The data are read from the ASCII file by clicking on the Read Data button in the main menu (see details). This button opens the menu that helps to read the data.

When bootstrap sampling is allowed by the user, confidence interval of a large number of indices is reported. If the bootstrap sampling is allowed, robust factor analysis is also base on bootstrap sampling techniques; in addition, robust factor analysis is also base on analytical estimates (however, confidence intervals will not be computed). Our advice is to allow bootstrap sampling to be computed. The menu is now shown ready to read an ASCII file (y.dat) where the answers of 500 participants to 14 items were previously stored; in additon, bootstrap sampling thecniques are allowed, and the missing value is defined as 999:

Please, note that a correlation matrix can also be read from disk. In this case, the matrix must be a square matrix. If this option is used, the program will not be able to compute all the indices avaible when raw data is used.

Variable labels are allowed. It must be a text file, where each rows corresponds to the labels of each variable. FACTORS expects to find as many rows, as variables. Labels with more than 40 characters are cut to be of 40 characters. The labels are used in the output report.

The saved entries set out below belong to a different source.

PR #1494, opened 2024-10-18
Reduce quantity of requested consumables in RTI module

joehcollins:
This PR reduces the number of units of consumables requested in the RTI module which were incorrectly (by me!) coded with the wrong units (i.e. per mg/ml instead of per vial etc).

### DIFF
--- a/src/tlo/methods/rti.py
+++ b/src/tlo/methods/rti.py
@@ -2362,7 +2362,7 @@ class RTI(Module, GenericFirstAppointmentsMixin):
             # request a general anaesthetic
             get_item_codes("Halothane (fluothane)_250ml_CMST"): 100,
             # clean the site of the surgery
-            get_item_codes("Chlorhexidine 1.5% solution_5_CMST"): 100,
+            get_item_codes("Chlorhexidine 1.5% solution_5_CMST"): 600,
             # tools to begin surgery
             get_item_codes("Scalpel blade size 22 (individually wrapped)_100_CMST"): 1,
             # administer an IV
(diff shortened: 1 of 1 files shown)


src/tlo/methods/rti.py
```diff
@@ -2386,7 +2386,7 @@ def look_up_consumable_item_codes(self):
             # request a local anaesthetic
             get_item_codes("Halothane (fluothane)_250ml_CMST"): 100,
             # clean the site of the surgery
-            get_item_codes("Chlorhexidine 1.5% solution_5_CMST"): 500,
+            get_item_codes("Chlorhexidine 1.5% solution_5_CMST"): 100,
```
sakshimohan, line 2389: Hi @joehcollins Just to double check, this means that 100ml of `Chlorhexidine 1.5% solution_5_CMST` is needed for both minor and major surgery?

joehcollins: Hi @sakshimohan - i dont have a good sense of how much would be needed for either procedure to be honest so seemed sensible to just have them both the same. This 100ml may still be too high...

sakshimohan: I wonder if this reference might help. [UNICEF's Obstetric,surgical kit,suppl.1-drugs ](https://supply.unicef.org/s9908300.html) consists of 30 units of Chlorhexidine conc. sol. 5%/BOT-1000 ml for "average of 50 deliveries with complications, including caesarean sections, laparotomy and other minor surgery in emergency". This would imply 30 X 1000ml (5%) /50 per surgery on average ( = **600ml of 5% solution /surgery**).

joehcollins: That sounds logical to me. I can update the major surgery to 600ml based on this. What about for the minor surgeries? leave as less?

sakshimohan: I'll have to leave that decision to you, sorry! 😅 Either will be acceptable for the overall costing calibration with the updates we're making I think, given that we're reducing the unit cost of Chlorhexidine.

joehcollins: ok i've put 600 for major and 300 for minor!

sakshimohan (approved):
Thanks, Joe. All looks good to me.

Finally, a rotation target matrix is also allowed. It must be a text file. The target matrix can be fully specified (i.e., each value in the target indicates the expected value in the loading matrix after rotation) or semi-specified (i.e., only some values in the target matrix indicate the expected value in the loading matrix after rotation). Typically, the specified values are the ones expected to be zero (or as close as possible to zero) in the loading matrix after rotation. The non-specified values are indicated with values of +9 (non-specified value that is expected to be larger than zero) or -9 (non-specified value that is expected to be lower than zero). Here you have an example of a semi-specified target matrix:

9.0	0.0
9.0	0.0
-9.0	0.0
9.0	0.0
-9.0	0.0
-9.0	0.0
9.0	0.0
0.0	-9.0
0.0	9.0
0.0	-9.0
0.0	9.0
0.0	9.0
0.0	9.0
0.0	-9.0

If this target matrix is properly read, the following menu will help you to check that non errors were found:

Please note that, in order to use the target matrix during the rotation, the number of factors (or components) retained must coincide with the number of columns of the target matrix.

When a single group dataset is loaded and the sample is at least of 400 observations (i.e., the number of rows is larger than 399), two subsamples are computed using Solomon method. Solomon algorithm optimally splits the data in two equivalent halves, and improves the representativeness of the subsamples (i.e., all possible sources of variance are enclosed in the subsamples). The aim is to allow the researcher to have two subsamples to run different analyses in each subsample. For example, the first subsample could be used to run a fully exploratory analysis based on a rotation to maximize factor simplicity (like Promin); and the second subsample could be used to run a second analysis with a confirmatory aim based on an oblique Procrustean rotation using a target matrix build as suggested by the outcome of the first fully exploratory analysis. FACTOR allows the researcher to save the new dataset that includes the group variable, so that new analyses can be started from this file.